The industry standard for what is considered to be a "good" medical care ratio is largely seen as 85 or below. At the time, the firm attributed the cost increase to Medicare funding reductions, among other items such as member mix. Hmm... Optum Rx, the firm's pharmacy benefits division outperformed.

The firm guided this full year toward total revenue that fell about $3 billion short of what Wall Street was looking for and a range for adjusted EPS that at the midpoint, landed $0.11 short of Wall Street's consensus at the time.

UnitedHealth Group Stock Fundamentals

The firm remains a cash flow beast. Free cash flow has printed between $22 billion and $29 billion for six consecutive years. The balance sheet is strong enough. The firm had a cash position of more than $81.4 billion and a total debt load of less than $72.4 billion, while claiming no value for goodwill nor any other intangibles. With cash flows like this and a balance sheet like that, this company may face some gut punches in the near to medium term future, but it's not going anywhere.

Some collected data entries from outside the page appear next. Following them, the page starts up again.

PR #277, opened 2019-04-09
Use TOP 100 PERCENT as stop-gap to allow subqueries with ORDER BY

### LINKED ISSUE #275: Support ORDER BY in subqueries for MSSQL
MSSQL is sensitive to subqueries that have an `ORDER BY` clause -- they are not allowed. A [suggested workaround](https://stackoverflow.com/a/985953/946850) is to use `TOP 100 PERCENT`~~, but I believe we can also solve this by more accurate optimization~~.

This is an actual problem if window functions are involved, in this case it's not easy to move the `arrange()` as noted in https://github.com/tidyverse/dbplyr/issues/94#issuecomment-460789909.

``` r
library(tidyverse)
library(dbplyr)

df <- lazy_frame(x = 1:4, g = rep(c(1, 2), each = 2), con = simulate_mssql())

df %>%
  group_by(g) %>%
  arrange(x) %>%
  mutate(r = cumsum(x))
#> <SQL>
#> SELECT `x`, `g`, SUM(`x`) OVER (PARTITION BY `g` ORDER BY `x` ROWS UNBOUNDED PRECEDING) AS `r`
#> FROM (SELECT *
#> FROM `df`
#> ORDER BY `x`) `dbplyr_001`
```

<sup>Created on 2019-04-09 by the [reprex package](https://reprex.tidyverse.org) (v0.2.1.9000)</sup>

krlmlr:
for MSSQL.

Closes #275.

### DIFF
--- a/R/query-select.R
+++ b/R/query-select.R
@@ -100,8 +100,12 @@ sql_render.select_query <- function(query, con, ..., bare_identifier_ok = FALSE)
   )
 
   sql_select(
-    con, query$select, from, where = query$where, group_by = query$group_by,
-    having = query$having, order_by = query$order_by, limit = query$limit,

UnitedHealth Group Stock Technicals

The question now on this "gap down" opening becomes: Just what are we looking at?

A falling-wedge pattern is a pattern of bullish reversal. It does not have to reverse soon, but the pattern is counterintuitive to what the non-practitioner might think.

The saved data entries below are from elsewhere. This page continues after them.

PR #278, opened 2019-04-09
Use as.data.frame() instead of overriding class

krlmlr:
Slightly cleaner.


hadley:
Re-building with cleared cache (to hopefully avoid remotes problem)

hadley:
Thanks

PR #50, opened 2017-10-29
Adds custom db_copy_to method for MS SQL

edgararuiz:
Fixes https://github.com/tidyverse/dplyr/issues/3174

It adds a custom `db_copy_to()` method for MS SQL connections that is a copy of the base `odbc` `db_copy_to()` but it prefixes the `##` if needed and executes the `dbWriteTable()` command with a `temporary` argument set to `FALSE`:

Test results: 

```
> test <- copy_to(con, mtcars, "mtcars2")
Created a temporary table named: ##mtcars2
> test
# Source:   table<##mtcars2> [?? x 12]
# Database: Microsoft SQL Server 14.00.1000[dbo@DESKTOP-10DBTVP\SQLEXPRESS/master]
           row_names   mpg   cyl  disp    hp  drat    wt  qsec    vs    am  gear  carb
               <chr> <dbl> <dbl> <dbl> <dbl> <dbl> <dbl> <dbl> <dbl> <dbl> <dbl> <dbl>
 1         Mazda RX4  21.0     6 160.0   110  3.90 2.620 16.46     0     1     4     4
 2     Mazda RX4 Wag  21.0     6 160.0   110  3.90 2.875 17.02     0     1     4     4
 3        Datsun 710  22.8     4 108.0    93  3.85 2.320 18.61     1     1     4     1
 4    Hornet 4 Drive  21.4     6 258.0   110  3.08 3.215 19.44     1     0     3     1
 5 Hornet Sportabout  18.7     8 360.0   175  3.15 3.440 17.02     0     0     3     2
 6           Valiant  18.1     6 225.0   105  2.76 3.460 20.22     1     0     3     1
 7        Duster 360  14.3     8 360.0   245  3.21 3.570 15.84     0     0     3     4
 8         Merc 240D  24.4     4 146.7    62  3.69 3.190 20.00     1     0     4     2
 9          Merc 230  22.8     4 140.8    95  3.92 3.150 22.90     1     0     4     2
10          Merc 280  19.2     6 167.6   123  3.92 3.440 18.30     1     0     4     4
# ... with more rows
```

PR #280, opened 2019-04-09
Fix copy_to() for MSSQL databases

krlmlr:
A regression.

The partial `NextMethod()` calls didn't work for me, only when the full list of arguments is specified.

### DIFF
--- a/R/backend-mssql.R
+++ b/R/backend-mssql.R
@@ -144,7 +144,14 @@ mssql_temp_name <- function(name, temporary){
                             analyze = TRUE, ...) {
   NextMethod(
     table = mssql_temp_name(table, temporary),
-    temporary = FALSE
+    values = values,
+    overwrite = overwrite,
+    types = types,
+    temporary = FALSE,
+    unique_indexes = unique_indexes,
+    indexes = indexes,
+    analyze = analyze,
+    ...
   )
 }
 
--- a/R/backend-mssql.R
+++ b/R/backend-mssql.R
@@ -161,7 +161,6 @@ mssql_temp_name <- function(name, temporary){
   name <- mssql_temp_name(name, temporary)
 
   tt_sql <- build_sql(
-    #"SELECT ", escape(ident(vars), collapse = ", ", con = con), " ",
     "SELECT * ",
     "INTO ", as.sql(name), " ",
     "FROM (", sql, ") AS temp",
--- a/R/backend-mssql.R
+++ b/R/backend-mssql.R
@@ -160,6 +160,7 @@ mssql_temp_name <- function(name, temporary){
                                                  temporary = TRUE, ...){
   name <- mssql_temp_name(name, temporary)
 
+  # Different syntax for MSSQL: https://stackoverflow.com/q/16683758/946850
   tt_sql <- build_sql(
     "SELECT * ",
     "INTO ", as.sql(name), " ",
--- a/R/backend-mssql.R
+++ b/R/backend-mssql.R
@@ -144,14 +144,9 @@ mssql_temp_name <- function(name, temporary){
                             analyze = TRUE, ...) {
   NextMethod(
     table = mssql_temp_name(table, temporary),
-    values = values,
-    overwrite = overwrite,
     types = types,
-    temporary = FALSE,
-    unique_indexes = unique_indexes,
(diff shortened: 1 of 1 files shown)


R/backend-mssql.R
```diff
@@ -144,24 +144,42 @@ mssql_temp_name <- function(name, temporary){
...
   )
 }
 
 #' @export
 `db_save_query.Microsoft SQL Server` <- function(con, sql, name,
                                                  temporary = TRUE, ...){
-  NextMethod(
-    name = mssql_temp_name(name, temporary),
-    temporary = FALSE
+  name <- mssql_temp_name(name, temporary)
```
hadley: Is there some reason you can no longer use `NextMethod()` here?

krlmlr: The syntax is different in MSSQL. Originally implemented in #50, f283e03 reverted to using the parent method.

https://stackoverflow.com/q/16683758/946850

Adding a comment to the code.

krlmlr:
I have reduced the `NextMethod()` calls somewhat.

This isn't exactly what I've seen, but something weird is going on:

``` r
foo <- function(x, y = 1, ...) UseMethod("foo")

foo.bar <- function(x, y = 2, z = 2, ...) NextMethod(z = z + 1, b = 5)
foo.baz <- function(x, y = 3, z = 3, ...) moo(x, y, z, ...)

moo <- function(x, y, z, ...) UseMethod("moo")
moo.bar <- function(x, y, z, ...) NextMethod(y = 6)
moo.baz <- function(x, y, z, ...) list(y = y, z = z, ...)

foo(structure(list(), class = c("bar", "baz")), y = 2)
#> $y
#> [1] 6
#> 
#> $z
#> [1] 2
#> 
#> [[3]]
#> [1] 3
#> 
#> $b
#> [1] 5
```

<sup>Created on 2019-04-11 by the [reprex package](https://reprex.tidyverse.org) (v0.2.1.9000)</sup>

krlmlr:
For reference, this is what I see on a live database:

``` r
library(tidyverse)
library(DBI)
library(dbplyr)

mssql_con <- function() {
  DBI::dbConnect(
    odbc::odbc(),
    Driver = "SQL Server Driver",
    ...,
    TDS_Version = 7.4
  )
}

con <- mssql_con()

dbExecute(con, "SET NOCOUNT ON")
#> [1] 0

src <- src_dbi(con)

iris_tbl <- copy_to(src, iris, name = "iris", overwrite = TRUE, temporary = FALSE)
#> Error in (function (classes, fdef, mtable) : unable to find an inherited method for function 'dbWriteTable' for signature '"Microsoft SQL Server", "SQL", "character"'
```

<sup>Created on 2019-04-11 by the [reprex package](https://reprex.tidyverse.org) (v0.2.1.9000)</sup>

hadley:
Hmmm, maybe it's some weird interaction with S4.

R/backend-mssql.R
```diff
@@ -144,23 +144,35 @@ mssql_temp_name <- function(name, temporary){
...
+
+  # Different syntax for MSSQL: https://stackoverflow.com/q/16683758/946850
+  tt_sql <- build_sql(
+    "SELECT * ",
+    "INTO ", as.sql(name), " ",
+    "FROM (", sql, ") AS temp",
+    con = con
   )
+  dbExecute(con, tt_sql)
```
hadley: Could we test this without an activate MS SQL backend by mocking `dbExecute()` to just return the sql, and then using `expect_known_output()`?

krlmlr: Perhaps with an approach similar to dbi-log. But then we still need to double-check the generated SQL.

Would you like me to open a new issue to discuss?

krlmlr:
The reprex in https://github.com/tidyverse/dbplyr/pull/280#issuecomment-482290759 doesn't use S4.

R/backend-mssql.R
hadley: No, I just want a simple way to test this code without adding additional complexity or new dependencies.

krlmlr: Filed an issue: #284. Suggesting to rely on user testing for this PR, discuss/implement #284 for the v1.4.0 release and add some tests too.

That said, this may be a downtrend that is only a few months in the making. The positive would be that the stock tested the lower trendline of the regression model and rebounded on Friday morning. 

Invest? For me, not now. I need to see that $439 level retested. I could see buying something small- to medium-sized for a trade. As for actually investing? There's too much hair on this thing for now.

My feeling is that it's better to simply allow something constructive to develop than to try to gate ahead of a turn for the better. Folks who rise existing trends still make money. Folks who try to catch the U-turn lose money more often than not. 

This one is for playing the game, if that's one's thing... but not for catching the knife. Not yet.

At the time of publication, Guilfoyle had no positions in any securities mentioned.